Saturday, April 03, 2010

Rain Garden

Got a lot of water running off your roof?

I'm deciding to build a rain garden for a number of reasons:
1) I already have water running toward my foundation instead of away,
2) I'd like to attract more butterflies and maybe hummingbirds to my garden, and
3) maybe there are some benefits to be had on my utility bill.

So first you dig a hole and see how quickly the water will drain into the soil. This soil drains fairly quickly, I must say!


My neighbors and I decide that it's a good idea to build a rain garden to take all the water running off the roof and put it to good use. So I stake out the garden and then they tell me that they've committed themselves to redoing their basement, so I scale back, leaving them the option to join in at a later date.
So I start digging Saturday and I'm thinking I'm getting so far along. I'm digging the good grass into the back yard where I have bunches of creeping charlie. Yeah, I'm getting really far...and about mid-afternoon, I start reading a book in the sun, because I figure I deserve a break. My back hurts and it's time to stop...

But when I get up on Sunday morning and look out the front window, I'm thinking...

What the heck was I doing all day yesterday??? (As you can see there wasn't much progress).



So when I started today, I decided not to do anything else but dig out grass. I wanted to feel as though I got something done in the direction that I wanted to go today...so I dig and did not do much else. I started on 10 a.m. with a plan to be done at 3 p.m.

By 11 a.m., I've run into a couple of roots that seem to run all the way across my planned rain garden. But I dig onward...I will prevail.



And I gather my cutting tools, because roots are not going to stop me. I sharpen my shovel...

Noonish









1:00 p.m.I'm taking the last shovels of sod out, and the roots, which I've left until I exposed as much of them as I could. (It's rather like the measure twice, cut once philosophy).






2:45 p.m. It's all leveled and everything is dug out. The next steps will be to throw in some compost, the plants and seeds and then mulch it all. I draw a hot bath at this point.

This is the view at 3 p.m. (I think you get the idea)

The Sugar Season


Most years, this sugar camp runs for about three, maybe four weeks. We always have a good time working together and enjoying the early spring sunshine with our friends. But this year brought us only a brief moment in this place where it's just right to tap the trees, collect the sap and make what we all cherish. I'm grateful that my friends know all the signs so very well and can call us all to join together. For maybe 16 years now, I have heard that call and I come. I like feeling as though I'm a part of something as old as the trees.
Anyone who lives in the Northland doesn't quite trust a day in March when it's in the sixty degree range. It won't stay...We know it won't stay, because it's always followed by a snap of 10 below and a truckload of snow during the basketball tournaments.
This year, however, our wariness was soothed by a continuation of warmth and while flooding edges our state, Spring just held her ground and has settled in.
That same warmth and soothing we felt tells the trees that their jobs await them to grow their leaves and provide nutrition to their bodies. Hence our brief moment. That small window of opportunity when the sap contains mostly the energizing sugar and water, no chloroscopic materials, no cellulose to help build the cell walls of the new leaves, just the jumpstarting juice...the very thing that will turn the leaves to fiery reds, oranges and flashy yellows as the snows come again.
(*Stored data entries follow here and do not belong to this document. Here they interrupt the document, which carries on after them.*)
PR #174, opened 2016-05-26
Add documentation for creation of compute service and endpoint

leoswaldo:
The compute service and its corresponding endpoint needs to be created
in order to gain compatibility with openstack tools API calls for
novaclient which is used by tools as OpenStack client (cli), Rally
Benchmarking and others


sameo:
@leoswaldo The Openstack compatibility layer is currently implemented in ciao-controller. Could you do that README.md change to the [ciao-controller README](https://github.com/01org/ciao/blob/master/ciao-controller/README.md) instead of the launcher one ?

leoswaldo:
@sameo I moved it to ciao-controller README

PR #176, opened 2016-05-27
ciao-launcher:  Add unit tests for the instanceLoop

markdryan:
These commits add some unit tests to the instanceLoop go routine.  The tests work by using channels and interfaces to fake the overseer and the connection to the SSNTP server, allowing us to fully test the instanceLoop.  A few small changes were needed to the launcher code to permit this.  The travis build file also needed to be changed to pre-create the /var/lib/ciao/instances directory.  Doing this in the travis files allows the launcher unit tests to run as non-root.

This commit should bring the test coverage of launcher up to 16.2%.


markdryan:
Rebased against master at 14:20 BST.  I also ran a quick test on BigNuc.  Was able to start and delete 100 instances.

PR #605, opened 2018-05-14
Restart all services when restarting the agent.

jgrund:
Ensure we restart everything when the agent is scheduled for a restart.


jgrund:
Moved into https://github.com/intel-hpdd/iml-agent/pull/12

PR #606, opened 2018-05-14
Disable and stop all iml-storage-server.target services on remove

jgrund:
We only disable / stop the agent on host removal.
Instead, we should disable / stop all relevant
storage server units.


jgrund:
Moved to: https://github.com/intel-hpdd/iml-agent/pull/12

PR #612, opened 2018-05-16
Fixup tests to accommodate changes in iml-common#41

tanabarr:
Relates to changes made in https://github.com/intel-hpdd/iml-common/pull/41


tanabarr:
moving of imports is needed so that relevant mocking in base classes is effective, importing of test targets at module level stops mocking in base class initialisation methods not work

PR #660, opened 2018-06-22
Fix Makefile from subrepo

utopiabound:
This fixes general build targets in root: all rpms docs download subdirs substs clean_substs

Since the merged include/Makefile didn't support them, but was included in SUBDIRS.


jgrund:
Closing this, work will be subsumed in a future commit.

I love to see the different bands of sugar color when I pour them together in my storage jars. Each batch is a little bit different, with darker brown for more cooking time or finer character for the humidity in the air as we stirred it in the ash trough with our paddles. I think about how we laugh and joke as we stir...
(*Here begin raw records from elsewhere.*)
PR #669, opened 2018-07-02
Enable building in Jenkins

jgrund:
Cleanup some more cruft, and move the jenkins_build
back to the top-level of scripts so it will be picked up
by the jenkins job.


scripts/jenkins_build
```diff
@@ -56,18 +53,22 @@ pre_build()
...
+    # this precommit hook. They need to be
+    # fixed at some point.
+    # run_pre_commit_hook
 }
 
 build()
 {
     export CACHE=/mnt/builder_cache/
-    make
+    make rpms
```
johnsonw: Is this to be more explicit or do we have a different default task in the make file?

jgrund: It's a different task now.

PR #691, opened 2018-07-22
Move installation steps to service_config

### LINKED ISSUE #690: Move installation steps to service_config
Now that IML is available in docker, we need to move the config (much of it systemd specific) into `chroma-config setup`.

The reason this is needed is that when the RPM is installed in the docker build step, systemd is not available, but is available once someone starts the container.

Once this is done, starting the container and running `chroma-config setup` will yield a fully functional IML manager.

jgrund:
Fixes #690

Nature's best sweetness...

But speaking of sweet, look at these ladies!

When I arrived to help set up this year's closing ceremony, I found another rite of Spring taking place. The hiding of Easter eggs. And the rabbits hiding eggs were eager for my help.







One hundred and six Easter eggs we rabbits hid...

When I joined in to hide some, I found myself laughing at the technique of one particularly skilled smaller rabbit. She's a special rabbit who wears no ears...but her hiding had a sense of humor to it that some of us older rabbits might have left somewhere along the way.

The hiding rabbits are stealthful creatures...working under the cover of the brush.





During the closing ceremony, we say our words of encouragement for the new year. Talk about our friends who are no longer collecting sap with us and what they taught us when they were here. We listen to each others' stories and learn...







We stack the wood,

we take the tipis down,


and fold up the tarps.


We wash out the sap buckets
and say good bye to the woods for a time.